A Billion Stars Can’t Amount to You – Capítulo 263: No hay justicia. Solo ella tiene razón y usted está equivocado. (3)
En este mismo momento, no era importante si él oyó por casualidad su conversación con Qian Ge. Lo importante es que después de escuchar lo que dijo Qian Ge, no solo no se inmutó por ella, ¡sino que incluso se puso de pie y la ayudó a golpear a Qian Ge en la cara!
No era como si ella no hubiera escuchado lo terribles que podían ser sus palabras. En el pasado, ella lo odiaba sin fin por lo que le dijo, ¡pero nunca imaginó que él la protegería con sus crueles palabras!
Ji Yi sintió claramente que su ritmo cardíaco se aceleraba: Boom, boom, boom.
Ella miró fijamente a He Jichen.
La empleada se movió rápidamente mientras rápidamente arreglaba todos los tónicos nutricionales y sostenía las bolsas en sus manos.
Justo cuando lloraba, «Adiós, señor, señorita», y antes de que pudiera darse la vuelta para irse, Jichen de repente gritó: «¡Espera!»
El asistente detuvo lo que estaba haciendo y miró a He Jichen. «Señor, ¿hay algo más con lo que le gustaría que lo ayudara?»
Jichen se giró tristemente y miró hacia la cama de Ji Yi en un punto específico de la cama durante unos segundos. Levantó los dedos y señaló dos veces a la cama. «Cambia las sábanas también. La papelera la tocó hace un momento. ¡Está sucia!»
Cuando Ji Yi escuchó esto, de repente se dio cuenta de que el lugar que He Jichen miraba era el mismo lugar donde se sentaba Qian Ge …
Entonces, ¿Él Jichen estaba parado afuera de la habitación del hotel en ese momento?

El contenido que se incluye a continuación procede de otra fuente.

PR #1623, opened 2017-05-01
X-405 engine updates & fixes

PhineasFreak:
**Change log:**

* Add some web sources to the X-405 global engine config.
* Add a default engine category.
* Add some default ModuleEngines patching (were part of the SXT X-405 part config).
* Add a template gimbal module (patches the main engine gimbal module).
* Add the missing HTP turbopump requirement and engine ignitor.
* ~~The engine can now only be ignited on the ground.~~
* Tweak the positioning of the SXT X-405 attachment nodes.
* Separate the SXT X-405 engine patching into pre and after RO engine passes (as required by the global engine config).
* Remove some deprecated field and module patches from the SXT X-405 engine.

### DIFF
--- a/GameData/RealismOverhaul/Engine_Configs/X405_Config.cfg
+++ b/GameData/RealismOverhaul/Engine_Configs/X405_Config.cfg
@@ -1,36 +1,106 @@
-//X-405 engine
-//SXT
+//  ==================================================
+//  X-405 global engine configuration.
+
+//  Gross Mass: 192 Kg
+//  Throttle Range: N/A
+//  O/F Ratio: 2.20
+//  Burn Time: 145 s
+
+//  Sources:
+
+//  NASA - Vanguard, A History (chapter 5):          https://history.nasa.gov/SP-4202/chapter5.html
+//  Norbert Brügge - Vanguard launch vehicle:        http://www.b14643.de/Spacerockets_2/United_States_7/Vanguard/Description/Frame.htm
+//  Alternate Wars - General Electric space engines: http://www.alternatewars.com/BBOW/Space_Engines/GE_Engines.htm
+//  NSSDCA - Vanguard TV3:                           https://nssdc.gsfc.nasa.gov/nmc/spacecraftDisplay.do?id=VAGT3
+//  Encyclopedia Astronautica - X-405 engine:        http://www.astronautix.com/x/x-405.html
+//  Designation Systems - Vanguard launch vehicle:   http://www.designation-systems.net/dusrm/app4/vanguard.html
+
+//  Used by:
+
+//  * SXT pack
+//  ==================================================
+
 @PART[*]:HAS[#engineType[X405]]:FOR[RealismOverhaulEngines]
 {
-	@title = XLR50 (Vanguard X-405) Booster
-	@manufacturer = General Electric
-	@description = Booster engine used on the Vanguard launch vehicle. Very early kerolox gas-generator engine. Diameter: [1.0 m].
-	
-	MODULE // configs for the engine
+	%category = Engine
+	%title = X-405 (XLR50-GE-2)
+	%manufacturer = General Electric (GE)
+	%description = A very early kerolox gas generator booster engine used on the Vanguard launch vehicle. Diameter: 1.0 m.
+
+	@MODULE[ModuleEngines*]
+	{
+		%minThrust = 134.3
+		%maxThrust = 134.3
+		%EngineType = LiquidFuel
+		@useEngineResponseTime = False
+		!engineAccelerationSpeed = NULL
+		@useThrustCurve = False
+		%ullage = True
+		%pressureFed = False
+		%ignitions = 0
+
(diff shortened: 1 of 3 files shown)


stratochief66:
Is it "literalZeroIgnitions = True" that makes it only ignitable on the ground? This feels like a factor that we should put more discussion into before starting to make some engines only ground light-able, as it is more of a career realism/RP-0 style restriction.

What other engines would we be moving over to being ground light-able only? For example, the LR105 Atlas sustainer was a ground lit engine, but I know people in RO/RP-0 like to use it as an upper stage engine. Should this usage be always restricted, or only in RP-0 ?

PhineasFreak:
Well, that is up to the individual and how far you can get before realism steps over the gameplay fan. The truth is that i should have opened an issue and let the members decide if they want this change to happen and, if yes, on what engines.

We can always restrict engines that would not make any sense to have as air/vaccum ignitable:

* BE-4
* F-1/A
* RD-107/108
* RD-170/180/191
* RD-253/273
* RS-68/A

These are mainly booster engines and are lacking the ability to ignite by their own (GSE is required). The RS-25 is a bit of an outlier, as it was considered for the Ares I upper stage (but the difficulty of adapting it for this role was another nail in the coffin, before it was replaced by the J-2X)

Sustainers can be considered as a separate family, since they are optimized for Isp and to operate mostly at vacuum conditions. Example: for the Atlas SLV-3D with the MA-5A propulsion system the sustainer contributed only ~13.8% of the overall thrust. The rest was left upon the LR-89 power plants.

We can keep the sustainers as-is and only touch the engines that are clearly designed as/for boosters. Frankly, it is just silly to use a 3000+ kN engine for an upper stage. We have stock KSP for those crafts! :stuck_out_tongue:

In the case of the X-405 (and the RD-100 series) there would be no way to air lit them or use them for upper stages. Granted, there has been a craft that used the X-405 as a second stage engine (forget where i saw that) but i have only seen it once (and it did not really work).

One could also expand the idea and make under expansion a limitation of using vacuum engines at SL conditions (followed by a big boom and shrapnel flying at all directions).

NathanKell:
A competitor/backup to Atlas for Mercury Launch Vehicle was a three stage
Thor derivative. First stage was Thor, second was a vacuum optimized X405,
and third was flourine based. So airlighting the X405 was deemed not
impossible...

NathanKell:
Also it's worth noting we already, via TF, penalize air lighting with a
higher ignition fail chance

PhineasFreak:
@NathanKell Hmm, is it the "ignitionDynPresFailMultiplier" parameter? I saw it as part of the A-4 engine config but no other engines use it.

Should i just remove the ground ignition requirement from the X-405 and RD-100 engines then?

NathanKell:
If they don't specify they use the default generic-TF-configger curve for
that. Vac engines also often play with the curve, see the LMDE. That one
number is just a multiplier to the curve IIRC.

I am not sure what to say re ignitions because as usual it's a barrier
between reality and plans. The A-9/A-10 system certainly envisioned air
lighting for example. But maybe the better solution there is alternate
configs rather than allowing air lighting the primary config? Dunno

On May 1, 2017 2:19 PM, "Phineas Freak" <notifications@github.com> wrote:

@NathanKell <https://github.com/NathanKell> Hmm, is it the
"ignitionDynPresFailMultiplier"
parameter? I saw it as part of the A-4 engine config but no other engines
use it.

Should i just remove the ground ignition requirement from the X-405 and
RD-100 engines then?

—
You are receiving this because you were mentioned.

Reply to this email directly, view it on GitHub
<https://github.com/KSP-RO/RealismOverhaul/pull/1623#issuecomment-298435781>,
or mute the thread

stratochief66:
@PhineasFreak yeah, I think allowing every engine to be air-lit for now would be best, so people can build the rockets of their choosing.

PhineasFreak:
I am implementing that feature on my own "mod" now. If sometime in the future this feature is reconsidered for implementation then it will be ready to go.

Thanks to @ec429 i am now a happy camper!

ec429:
@stratochief66 
> For example, the LR105 Atlas sustainer was a ground lit engine, but I know people in RO/RP-0 like to use it as an upper stage engine.

So, my intention (as per my [lr105-s4 branch](https://github.com/ec429/RealismOverhaul/tree/lr105-s4)) was to have a separate config for the air-lightable version.  So if you want to use it as an upper stage you can, but you have to pay to unlock it.
I think realism demands that you can't air-light an LR87, F-1, or (especially) SSME...
If the consensus is against it then I, like @PhineasFreak, will just have to maintain some MM patches locally, which is fine by me.

stratochief66:
@PhineasFreak works fine, but I don't get a plume from the engine at all.

PhineasFreak:
@stratochief66 Hold on, i think that i forgot to push something...

stratochief66:
Works great, and looks much nicer with the plume :)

¿Qué va a decir que realmente escuchó que fui yo quien puso la espada allí?
Él sabe la verdad, entonces ¿por qué me está ayudando a luchar contra Qian Ge?
El corazón de Ji Yi ya estaba confundido, pero instantáneamente se convirtió en un completo desastre.
Después de que el asistente escuchara lo que dijo He Jichen, primero llevó los tónicos nutricionales fuera de la habitación y los puso en el pasillo. Luego ella rápidamente arrancó las sábanas.
Agarró las sábanas, planea irse a buscar nuevas y volver a cambiarlas. Cuando llegó a la puerta, He Jichen parecía como si recordara algo y dijo: «También, la alfombra en la habitación. Cambia eso también. ¡La BASURA pisó eso!»
Cuando He Jichen dijo esto, comenzó a pensar en dónde estaba Qian Ge. Luego señaló el entarimado fuera de la puerta y dijo: «… La basura también caminó en esa parte del suelo. Más tarde, fróteme cuidadosamente para mí …»
Después de una pausa, He Jichen agregó, «… ¡Oh, no, frótelo con desinfectante para salvarlo del virus sobrante que lleva la BASURA!»
Fue suficiente para He Jichen describir repetidamente a Qian Ge como basura, pero ordenar al asistente tan descaradamente alrededor de la habitación de Ji Yi hizo que Qian Ge fuera una especie de criatura horrible.
De pie en la puerta, el pequeño rostro de Qian Ge se sonrojó y se puso blanco pálido. Ella mordió con fuerza en su labio inferior cuando sus ojos se pusieron rojos. No pudo contenerlo y lloró: «Director He …»
Cuando He Jichen la escuchó hablar, sus ojos se volvieron y vio su cara que parecía estar a punto de llorar. No había ni una pizca de ternura en su rostro, ni una leve insinuación de darse por vencido. Mientras He Jichen analizaba su cerebro sobre lo que podría haber pasado por alto, le ordenó al asistente, «… También, envíe a alguien a que abra un purificador de aire. ¡Limpie el aire de la BASURA que estaba en la habitación!»
Las lágrimas comenzaron a brotar de los ojos de Qian Ge, tal vez porque se sentía tan avergonzada.
Él Jichen continuó agregando, como a propósito, «… También la puerta. ¡Basura la golpeó, así que límpiala una vez con desinfectante! ¡No, diez veces, para evitar que el invitado en la habitación se ensucie la mano!»